Причина смерти — расстрел: Хроника последних дней Исаака Бабеля (Поварцов) - страница 9

Суриков пишет своему начальнику, что пытался «великую жалость» к людям перевоплотить в «великую ненависть», ибо «только через смерть врагов революции возможен путь к коммунизму». Окончательно запутавшийся в противоречивых чувствах чекист неожиданно «расколдовывается» на последнем расстреле. «А тут точно кровь этих нагих белогвардейцев мне в душу брызнула! Все вспоминаются мне они, раздевающиеся при свете луны, их дрожащие нагие тела, грохот выстрелов и стоны… Эти ужасные стоны, раздающиеся из каменоломни! Стоны теряющего себя, умирающего тела! Вы, может, назовете это мягкотелостью, но знайте, когда они раздевались, я вдруг ясно, ясно представил себе, что это я раздеваюсь, что мое тело хватает мороз, что мои мускулы и кости нижут пули и что я стону ужасным надрывающим стоном.

Я разучился подписывать заключения на расстрел… Допрашиваешь, а сам смотришь в эти живые глаза, на эти руки, следишь за игрой морщин на лице и ни на минуту не забываешь, что перед тобой враги, и все же думаешь: неужели моя рука пошлет этот организм на смерть?»

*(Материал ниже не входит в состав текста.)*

PR #14354, opened 2021-02-07
Fix doc org-contacts

dalanicolai:
I have checked and fixed the docs as requested in  #14297.

Also I have commented out the the org-agenda post/pre-config hook, and put back the conditional `use-package` in the after the :config keyword in `use-package org-agenda` so that it will work correctly. Of course you are welcome to find the trick to reduce the cross-referencing. I have thought about it a little also, but could not quickly come up with another fix.

### DIFF
--- a/layers/+emacs/org/README.org
+++ b/layers/+emacs/org/README.org
@@ -161,7 +161,9 @@ Alternatively, add the following line to each =.org= file you want to process:
 #+END_EXAMPLE
 
 ** Org-contacts support
-[[https://github.com/tkf/org-mode/blob/master/contrib/lisp/org-contacts.el][org-contacts]] is a simple contacts management system.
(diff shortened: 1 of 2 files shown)


smile13241324:
Manually merged

dalanicolai:
I am afraid that the closing :END: of the :PROPERTIES: block did not survive the merge...

smile13241324:
Looks like this is an issue with ` dotspacemacs//prettify-spacemacs-docs`. When I manually activate `org-mode` after having opened the buffer the text is correctly displayed.

@JAremko have you seen this before? Looks like the properties and end tag is removed during the rendering when the buffer is freshly opened via `SPC h SPC org` however when I manually start `org-mode` when the buffer is opened it just looks normal.

JAremko:
image

@smile13241324  this is how it looks for me.  We make  `#+BEGIN_SRC emacs-lisp` and `#+END_SRC` semi-invisible as usual.

Issue #10101, opened 2018-01-08
Ivy buffers is slow


AlejandroCatalina:
#### Description :octocat:
Since I installed the ivy layer I notice that the buffer list is a bit slow (```SPC b b```). 

#### Reproduction guide :beetle:
- Start Emacs
- SPC b b
- Filter some "py" buffers

*Observed behaviour:* :eyes: :broken_heart:
The response from emacs is a bit slow.

*Expected behaviour:* :heart: :smile:
Butter smooth behavior.

#### System Info :computer:
- OS: darwin
- Emacs: 25.3.1
- Spacemacs: 0.300.0
- Spacemacs branch: develop (rev. f8ecf0cb)
- Graphic display: t
- Distribution: spacemacs
- Editing style: vim
- Completion: ivy
- Layers:
```elisp
(ivy auto-completion better-defaults emacs-lisp git org
     (shell :variables shell-default-height 30 shell-default-position 'bottom)
     spell-checking syntax-checking latex bibtex python mc-column)
```
- System configuration features: JPEG RSVG IMAGEMAGICK NOTIFY ACL GNUTLS LIBXML2 ZLIB TOOLKIT_SCROLL_BARS NS MODULES

#### Backtrace :paw_prints:

Thanks and share if this happens to you too or if it's an issue on my side.

PS: I don't have that many buffers open, about 20 or so.

zzjjzzgggg:
Is it related to the recent change in #9543? Try a different version before commit 3467aa84.

AlejandroCatalina:
It shouldn't be related, I noticed the slowness before the change. I will try tho.

syl20bnr:
We should make `ivy-rich` a layer variable.

If you use macOS be sure to have Emacs compile with the vfork patch included in `emacs-plus`. It greatly improve process spawning performance which makes everything more snappy in Emacs (especially Magit). Maybe `ivy-rich` is concerned by this depending on how it fetched info on the buffers/files.

syl20bnr:
Outch I tested it quickly on my Mac with vfork patch enabled... it is indeed really slow.

syl20bnr:
I nobody make a PR I'll do it tomorrow evening.

AlejandroCatalina:
I’ll try to address the PR today. Essentially making ivy-rich a variable (turned off by default).

syl20bnr:
Fixed in develop, thank tou @AlejandroCatalina

achikin:
[...]

PR #14356, opened 2021-02-08
[ivy-rich] enable ivy-rich-project-root-cache-mode

thanhvg:
which improves performance when many buffers opened.

Ref:
https://github.com/Yevgnen/ivy-rich#project-performance
https://github.com/syl20bnr/spacemacs/issues/10101


duianto:

PR #14360, opened 2021-02-09
Change NPM package elm-analysis -> elm-analyse in the elm-layer README

jrahhali:
There is no such NPM package named elm-analysis, but there is an elm-analyse.


smile13241324 (approved):
You are right, thanks for fixing it.

PR #14367, opened 2021-02-10
[fsharp] Declare package eglot-fsharp

bcc32:
eglot-fsharp is now distributed as a separate MELPA package from
fsharp-mode, so it needs to be listed in `fsharp-packages`.

Also, refactor some conditions to read more clearly.


smile13241324 (approved):
Looks good

Issue #14366, opened 2021-02-10
Broken Colemak bindings for Magit status buffer


fosskers:
#### Description :octocat:

With the recent changes involving `evil-collection`, the `hneio` (i.e. colemak)
bindings for the Magit status buffer seems to have stopped working. Moving the
cursor up and down now requires `j` and `k` like normal `evil-mode`, but this
isn't so ergonomic for Colemak users.

#### Reproduction guide :beetle:

- Start Emacs.
- `SPC f e d` to open your Spacemacs config.
- Set your keyboard layer with: `(keyboard-layout :variables kl-layout 'colemak-hnei)`
- Restart Spacemacs.
- Enter a git project and do the usual `SPC g s`.
- Notice that `n` and `e` do not move the cursor up and down, but `j` and `k` do.

*Observed behaviour:* :eyes: :broken_heart:

Pressing `n` (The physical `j` on the keyboard) to move the cursor down activates the "next" functionality of searching.

*Expected behaviour:* :heart: :smile:

Pressing `n` should move the cursor down one line.

#### System Info :computer:
- OS: gnu/linux
- Emacs: 27.1
- Spacemacs: 0.300.0
- Spacemacs branch: develop (rev. 9375d6f54)
- Graphic display: t
- Distribution: spacemacs
- Editing style: vim
- Completion: helm
- Layers:
```elisp
((keyboard-layout :variables kl-layout 'colemak-hnei)
 (lsp :variables lsp-rust-server 'rust-analyzer)
 (terraform :variables terraform-auto-format-on-save t)
 auto-completion c-c++ emacs-lisp epub git graphql helm java javascript latex markdown protobuf shell shell-scripts syntax-checking version-control yaml
 (rust :variables rust-format-on-save t lsp-rust-analyzer-diagnostics-disabled
       ["unresolved-proc-macro"])
 (haskell :variables haskell-completion-backend 'lsp lsp-haskell-process-path-hie "haskell-language-server-wrapper" haskell-stylish-on-save t)
 (go :variables go-format-before-save t go-backend 'lsp go-tab-width 4)
 (org :variables org-priority-highest 1 org-priority-lowest 15 org-priority-default 15 org-enable-github-support t org-enable-valign t))
```
[...]

PR #14369, opened 2021-02-11
[keyboard-layout] Fix colemak-hneio next/prev line in magit

duianto:
Fixes: Broken Colemak bindings for Magit status buffer #14366


fosskers:
Works like a charm!

PR #14371, opened 2021-02-11
Add eval-to-comment elisp-mode function

JAremko:
Clojure layer has similar function. I miss it in Elisp sometimes. Is it usefull?   That's basically `eval-print-last-sexp` but that also adds `;;`  which is cool since it doesn't break evaluation of the buffer :thinking:


Kazark (commented):
This is a bit like having Babel directly in an Elisp buffer, right?

JAremko:
@Kazark  It simply inserts a new comment line with the result of the evaluation.

smile13241324 (approved):
Cool, I wonder if there are more bindings in clojure which we could use for elisp...

PR #14373, opened 2021-02-12
Fix home buffer ace links

duianto:
Pressing o `(spacemacs/ace-buffer-links)`
on the Spacemacs home buffer `SPC b h`.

Порадуемся за героя Либединского, что он стал плохим чекистом. Человек победил палача и тем спас свою душу, чего нельзя сказать об антиподе юноши — предчека Климине. Прочитав адресованное к нему письмо, он говорит: «Многое в его письме мне непонятно, а многое и просто неправильно. Взять его отношение к расстрелам. Хотя буржуазия и изображает Климина людоедом, но ведь каждый расстрел оставляет у меня прямо физически неприятное чувство, вроде того, как в детстве, когда какая-то злая воля заставит давить и мучить мух на стекле. Чувствуешь себя грязным каким-то… И я всегда замечал кровь, страдания и стоны, и, наверное, буду их замечать. А он работал, как заколдованный. И только вдруг как-то увидел ужасы расстрела, содрогнулся и погиб. А вот я, если не заболею, так знаю, что буду расстреливать без конца, пока этого революция требует… Мне жаль этого парня…»

Фанатики идеи, твердокаменные исполнители партийного долга стали типичными персонажами советской литературы. Подражать им опасно, любить невозможно. Добровольные апологеты насилия, не сомневающиеся в своем праве осуществлять «красный террор», они не видели иных путей в «царство свободы» иначе, чем через репрессии. Верно пишут современные исследователи: «Террор как политика государственного устрашения в принципе отрицает законность; государство уничтожает заведомо невиновных потенциальных противников, дабы парализовать ужасом волю масс к сопротивлению»[11]. ВЧК была инструментом, с помощью которого эта политика осуществлялась.